PR #2798, opened 2021-02-19
Card ownership 

### LINKED ISSUE #629: Show cards ownership for actions
When you do an action involving more than one card to add resources to it is hard to differ your cards from opponent cards. It is error prone behavior. We should show cards ownership in this case.

vsrisuknimit:
This can close #629 .

Work in progress. No need to review yet.


vsrisuknimit:
Too messy. I have a better PR coming up.

PR #2800, opened 2021-02-20
Replace the (admittedly, way more functional) card UI with debug ui, which is more up to date.

kberg:
We discussed this briefly on discord, but I wanted to bring  it here for further discussion. Yes? No?


src/components/DebugUI.ts
```diff
@@ -172,7 +172,10 @@ export const DebugUI = Vue.component('debug-ui', {
   },
   template: `
         <div class="debug-ui-container" :class="getLanguageCssClass()">
-            <h1>Debug UI</h1>
+            <h1>Cards List</h1>
+            <div style="position: absolute; top: 0; right: 0; margin: 12px">
```
alrusdi, line 176: No inline styles please!

alrusdi (changes requested):

src/components/DebugUI.ts
kberg: Of course, mea culpa. Thank you.

alrusdi (approved):

PR #4310, opened 2022-04-15
Remove CardAndModule.

kberg:
Now that  ICard is separate from IClientCard, CardAndModule is no longer
necessary.


kberg:
Did a testing cycle

Issue #3840, opened 2021-12-05
[PF] Show Pathfinders icons in `/help`


kberg:

Borbarad2:
What is left to close this bug?

Borbarad2:
What is left to close this bug?

kberg:
Not sure. I'm just closing this.

PR #4321, opened 2022-04-19
Add some fan content to /help, fix .disease icon

kberg:
This only addresses part of #3840 as I am bumping up against the CSS issues that came about once cards.less and cards_v2.less clashed.

### DIFF
--- a/src/styles/cards.less
+++ b/src/styles/cards.less
@@ -1062,6 +1062,9 @@ input[type="radio"]:checked + .filterDiv::after {
 .camp {
     background-image: url(./assets/resources/camp.png);
 }
+.preservation {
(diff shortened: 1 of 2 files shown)


src/styles/cards.less
```diff
@@ -1273,11 +1276,6 @@ input[type="radio"]:checked + .filterDiv::after {
     color: #bbb;
 }
 
-.disease {
```
kberg, line 1276: There are two entries for .disease. The other is on line 1072.

kberg:
image

I added Camp and a couple other official resource types. You can see that Camp is misaligned. /me lazy, I'll get to it later. Still not entirely sure this /help is the best way to go about it.

PR #4324, opened 2022-04-19
Log where neutral delegates are placed.

### LINKED ISSUE #1797: I wish there was more logging from Turmoil
The log should tell more basic info, like which party became ruling, which party got a neutral delegate, etc. 

Also the Gui components could be improved by forexample darkening the "consumed" neutral delegate parts of event cards, such that it's easier to quickly tell which party is getting a neutral delegate next time, and such.

kberg:
Fixes #1797


kberg:
image

Issue #2492, opened 2021-01-20
Minor bug: duplicate trading fleet at end game


vsrisuknimit:
![image](https://user-images.githubusercontent.com/14239220/105169205-33ed4680-5ae9-11eb-8b22-21dafe3b2fdb.png)

At end game, leave the fleets on the moons or return them. Currently they are duplicated.

Low priority bug. No gameplay effect.

PR #4327, opened 2022-04-19
Don't return trade fleets at game end.

kberg:
image

This player had two trade fleets.


kberg:
In the sample above, one of the trade fleets was used, and the other left alone. Even though it looks like the broken condition, I tested it with a single player with two trade fleets.

kberg:
Fixes #2492

bafolts (approved):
++++++++++++++++++++
» BRIEF
Among the lines above, please count those that contain the string "help" and write the number by itself.

» SOLUTION FOR THIS TASK
3